The Role of Butirprost® in Combination With Antibiotics in Chronic Bacterial Prostatitis (CBP) Treatment

The Role of Butirprost® as an Adjuvant in Enhancing the Effect of Antibiotics in Patients Affected by Chronic Bacterial Prostatitis: A Randomized Prospective Trial

Bacterial prostatitis (BP) is a common prostatic infection characterized by pain and urinary symptoms, often with negative bacterial cultures from prostatic secretions. It affects young and older men bimodally and significantly impacts quality of life (QoL). Treatment typically involves antibiotics, but a multimodal approach with additional nutraceuticals may enhance outcomes. This work aims to assess the efficacy of Butirprost® in association with fluoroquinolones in patients with Chronic Bacterial Prostatitis (CBP).

Study Overview

• Status: Completed
• Conditions: Prostate Disease; Chronic Bacterial Prostatitis; Prostate Inflammation
• Intervention / Treatment: Drug: Sodium Hyaluronate; Drug: Levofloxacin 500mg

• Study Type: Interventional
• Enrollment (Actual): 60
• Phase: Phase 3

Contacts and Locations

Study Locations

• Italy
  • Napoli, Italy, 80131
    • University of Naples Federico II

Participation Criteria

Eligibility Criteria

• Ages Eligible for Study: Adult
• Accepts Healthy Volunteers: No

Description

Inclusion Criteria:

• patient aged between 18 and 50 years
• symptoms consistent with CBP
• positive Mears-Stamey test

Exclusion Criteria:

• patients younger than 18 years
• history of neurological disease, urinary stones or cancer
• allergy to fluoroquinolones or any components of Butirprost®
• post-void residual > 50 mL
• Use of alpha-blockers or 5-alpha-reductase inhibitors (5-ARI)
• previous prostatic surgery, antibiotic treatment within four weeks prior to the study
• refusal to provide informed consent and incomplete follow-up data
• Patients testing positive for certain pathogens like Chlamydia trachomatis (Ct), Ureaplasma urealyticum, Neisseria gon-orrhoeae, herpes simplex virus types 1 and 2 (HSV-1/2), and human papillomavirus (HPV)

Study Plan

How is the study designed?

Design Details

• Primary Purpose: Treatment
• Allocation: Randomized
• Interventional Model: Parallel Assignment
• Masking: Single

Number of Arms

2

Arms and Interventions

Participant Group / Arm	Intervention / Treatment
Experimental: Butirprost and antibiotic; The treatment schedule was based on fluoroquinolone (levofloxacin, 1 tablet 500 mg daily for 4 weeks) plus 1 tablet of Butirprost® daily for 4 weeks	Drug: Sodium Hyaluronate; Sodium Hyaluronate (Butirprost®) is a nutraceutical formulation in suppository form, designed for the management of chronic bacterial prostatitis (CBP).
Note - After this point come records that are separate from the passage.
PR #1173, opened 2016-10-20
Introduce CTAGS_INLINE macro

masatake:
@codebrainz, could you take over this branch?
This one is based on your comment.
At least I would like you to put your copyright notice.

If you make your new pull request, I will close this one.

BTW, I sent invitation. Did you get?

### DIFF
--- a/main/inline.h
+++ b/main/inline.h
@@ -1,0 +1,26 @@
+/*
+ *
+ *  Copyright (c) 2016, 2017 Matthew Brush
+ *
+ *
+ *   This source code is released for free distribution under the terms of the
+ *   GNU General Public License version 2 or (at your option) any later version.
+ *
+ */
+
+#ifndef CTAGS_MAIN_INLINE_H
+#define CTAGS_MAIN_INLINE_H
+
+#if defined(__STDC_VERSION__) && __STDC_VERSION__ >= 199901L
+# define CTAGS_INLINE static inline
+#elif defined(_MSC_VER)
+# define CTAGS_INLINE static __inline
+#elif defined(__GNUC__) || defined(__clang__)
+# define CTAGS_INLINE static __inline__
+// #elif ... other compilers/tests here ...
+// # define CTAGS_INLINE ...
+#else
+# define CTAGS_INLINE static
+#endif
+
+#endif /* CTAGS_MAIN_INLINE_H */
--- a/main/vstring.h
+++ b/main/vstring.h
@@ -20,6 +20,7 @@
 
 #include <stdio.h>
 
+#include "inline.h"
 #include "mio.h"
 
 /*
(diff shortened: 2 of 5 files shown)


main/inline.h
```diff
@@ -0,0 +1,18 @@
+/* Taken from a comment at #1162 of github */
```
b4n: Should likely have a normal file header (including the license)

codebrainz:
> @codebrainz, could you take over this branch?

Ok, I might get to it this weekend.

> This one is based on your comment.

Is there an existing header where such general/platform/compat macros go? It seems a little unusual to add a whole separate header for this (but OK, if you like).

> BTW, I sent invitation. Did you get?

Yes, thanks.

masatake:
> Is there an existing header where such general/platform/compat macros go? It seems a little unusual to add a whole separate header for this (but OK, if you like).

You can introduce a unified header file where the macros go after merging inline.h.

masatake:
How do you do?

main/inline.h
masatake: Yes, this should be done by @codebrainz.

masatake:
How do you do?

masatake:
@codebrainz, how do you do about this?

codebrainz:
I tried to update it, but there are conflicts in some kind of Visual Studio files, I don't have such a version of VS to test with.

masatake:
@codebrainz, I make the branch rebase on master. 
Could you look at inline.h?
If, O.k., I would like you to fill the head of the header file like:
```
/*
 *
 *  Copyright (c) 2017, YOUR NAME HERE
 *
 *
 */
```

Opening a pull request for inline-macro branch of masatake/ctags repo, or 
Opening a new pull request for this universal-ctags/ctags repo is o.k.

codebrainz:
@masatake you can use my [Github info](https://github.com/codebrainz), it has my real full name and email address. You can also just put your own info, since you made the actual commit, it's so trivial, I don't mind at all.

masatake:
@codebrainz, thank you. I fiiled the comment block with your real name.

b4n:
Doesn't [U-CTags depend on C99](https://github.com/universal-ctags/ctags/blob/master/configure.ac#L263)?  If so, the macro is kind of irrelevant as there is `inline` in the standard, and actually it will always expand to `static inline` as `__STDC_VERSION__` will be `199901L` or higher for a C99 compiler.

masatake:
@b4n, this is an exception. As far as I can remember, @k-takata told me VisualC++ compiler doesn't understand inline keyword. @k-takata, am I correct?

codebrainz:
@masatake I believe it is true that MSVC doesn't support `inline` in plain C, and is not a C99 compiler. I think more C99 support was added in VisualStudio 2013, but as far as I can tell from a quick search, it still doesn't support `inline`.

@b4n are you sure `inline` is exactly like `static inline`. I might be thinking of C++, but I thought extern and static `inline` had different linkages.

k-takata:
https://github.com/universal-ctags/ctags/pull/1162#issuecomment-254395726
> VC2013 partly supports C99, but it doesn't support inline.
> VC2015 supports inline.

b4n:
@codebrainz my wording was misleading, I didn't mean that `inline` was the same as `static inline`, just that the macro `CTAGS_INLINE` would always expand to the C99 version `static inline` as we request for a C99 compiler.  But if it's still useful for MSVC, sure, keep it.

PR #1174, opened 2016-10-24
main: quote output file name before passing it to system(3) function

masatake:
Following command line doesn't work:

```
  $ ctags -o 'a b' ...
```

because a shell lauched from system(3) deals a whitespace between 'a'
and 'b' as a separator. The output file name is passed to system(3)
to run external sort command.

This commit adds code to put double and single quoets around the output
file name before passing it to system(3).

The issue is reported by Lorenz Hipp lhipp@idealbonn.de in a private mail.

Signed-off-by: Masatake YAMATO yamato@redhat.com


b4n:
I'm not sure if this code is used on Windows, but I don't think it would work there, because AFAIK Windows has different (and weird) quoting rules.

Otherwise, the fix looks fairly fine on *NIX at least, yet I'd rather see a builtin sort implementation used instead of resorting to `system()`.

masatake:
@b4n, thank you.

I wonder what kind of algorithm is used in sort command.
The internal sort loads all contents of tags file on to memory.

I found following comments in sort.c of coreutils.

```
/* Sort the array LINES with NLINES members, using TEMP for temporary space.
   NLINES must be at least 2.
   The input and output arrays are in reverse order, and LINES and
   TEMP point just past the end of their respective arrays.

   Use a recursive divide-and-conquer algorithm, in the style
   suggested by Knuth volume 3 (2nd edition), exercise 5.2.4-23.  Use
   the optimization suggested by exercise 5.2.4-10; this requires room
   for only 1.5*N lines, rather than the usual 2*N lines.  Knuth
   writes that this memory optimization was originally published by
   D. A. Bell, Comp J. 1 (1958), 75.  */
```

masatake:
I will add a stub verison of appendCstringWithQuotes for WIndows.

It contains key ingredients such as sodium hyaluronate, a derivative of hyaluronic acid (HA), along with Plantago major. Sodium hyaluronate is valued for its potent anti-inflammatory and tissue-regenerative properties, while Plantago major offers additional benefits through its soothing and wound-healing effects, enhancing the overall efficacy of the formulation in treating CBP.; Other Names: Butirprost®; Drug: Levofloxacin 500mg; Treatment typically involves fluoroquinolones alone, such as levofloxacin.
Active Comparator: Antibiotic; the treatment schedule was based on oral fluoroquinolone only (levofloxacin, 1 tablet 500 mg daily for 4 weeks)	Drug: Levofloxacin 500mg; Treatment typically involves fluoroquinolones alone, such as levofloxacin.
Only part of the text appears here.